→ WHAT IS REQUIRED
Note how many lines in the entries contain the string "beskrivelse", then give that number and nothing else.

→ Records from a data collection
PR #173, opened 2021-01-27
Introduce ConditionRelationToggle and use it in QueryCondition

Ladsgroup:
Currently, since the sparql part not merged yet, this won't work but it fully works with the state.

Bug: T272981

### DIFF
---
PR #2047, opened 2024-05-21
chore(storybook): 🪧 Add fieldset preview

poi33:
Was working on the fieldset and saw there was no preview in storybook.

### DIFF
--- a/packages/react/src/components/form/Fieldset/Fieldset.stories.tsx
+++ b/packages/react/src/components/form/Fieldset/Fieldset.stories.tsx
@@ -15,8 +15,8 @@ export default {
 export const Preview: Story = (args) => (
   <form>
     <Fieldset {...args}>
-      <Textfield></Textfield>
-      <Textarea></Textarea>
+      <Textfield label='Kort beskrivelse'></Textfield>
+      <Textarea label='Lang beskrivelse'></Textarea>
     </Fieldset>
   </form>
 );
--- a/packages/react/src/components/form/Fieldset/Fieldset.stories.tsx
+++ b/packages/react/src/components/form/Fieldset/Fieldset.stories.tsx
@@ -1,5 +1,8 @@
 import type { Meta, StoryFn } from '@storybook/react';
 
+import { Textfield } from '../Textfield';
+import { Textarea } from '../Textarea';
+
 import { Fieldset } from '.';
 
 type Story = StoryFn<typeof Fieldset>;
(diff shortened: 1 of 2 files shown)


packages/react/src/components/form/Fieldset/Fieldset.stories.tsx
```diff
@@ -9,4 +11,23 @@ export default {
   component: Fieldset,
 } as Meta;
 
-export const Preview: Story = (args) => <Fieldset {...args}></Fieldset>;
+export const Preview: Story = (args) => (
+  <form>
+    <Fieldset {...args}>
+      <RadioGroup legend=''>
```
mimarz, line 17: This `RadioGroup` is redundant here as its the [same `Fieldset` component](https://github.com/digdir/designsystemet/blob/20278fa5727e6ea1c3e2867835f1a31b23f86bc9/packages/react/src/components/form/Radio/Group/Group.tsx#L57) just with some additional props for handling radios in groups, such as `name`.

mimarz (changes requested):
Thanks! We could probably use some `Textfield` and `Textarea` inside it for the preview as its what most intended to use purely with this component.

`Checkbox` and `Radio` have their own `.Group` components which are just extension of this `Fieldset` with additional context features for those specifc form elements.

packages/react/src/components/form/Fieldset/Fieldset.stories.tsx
---
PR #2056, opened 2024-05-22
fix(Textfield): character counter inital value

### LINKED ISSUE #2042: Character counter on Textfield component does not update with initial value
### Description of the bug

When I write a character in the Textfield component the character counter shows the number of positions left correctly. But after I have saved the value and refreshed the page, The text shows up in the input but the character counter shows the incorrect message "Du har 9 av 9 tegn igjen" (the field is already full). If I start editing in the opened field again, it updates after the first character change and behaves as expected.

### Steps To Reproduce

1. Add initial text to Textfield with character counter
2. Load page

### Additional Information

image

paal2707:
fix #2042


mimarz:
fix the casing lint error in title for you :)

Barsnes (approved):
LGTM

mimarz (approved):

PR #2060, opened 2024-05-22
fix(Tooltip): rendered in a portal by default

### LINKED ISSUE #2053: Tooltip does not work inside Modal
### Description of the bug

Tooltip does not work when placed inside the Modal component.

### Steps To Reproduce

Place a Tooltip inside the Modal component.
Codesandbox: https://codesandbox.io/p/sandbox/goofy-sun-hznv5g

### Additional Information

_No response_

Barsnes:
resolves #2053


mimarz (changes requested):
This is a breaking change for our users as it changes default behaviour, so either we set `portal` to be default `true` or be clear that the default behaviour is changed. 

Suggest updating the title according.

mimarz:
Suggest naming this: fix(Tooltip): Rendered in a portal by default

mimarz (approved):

→ SOLUTION TO THE EXERCISE
2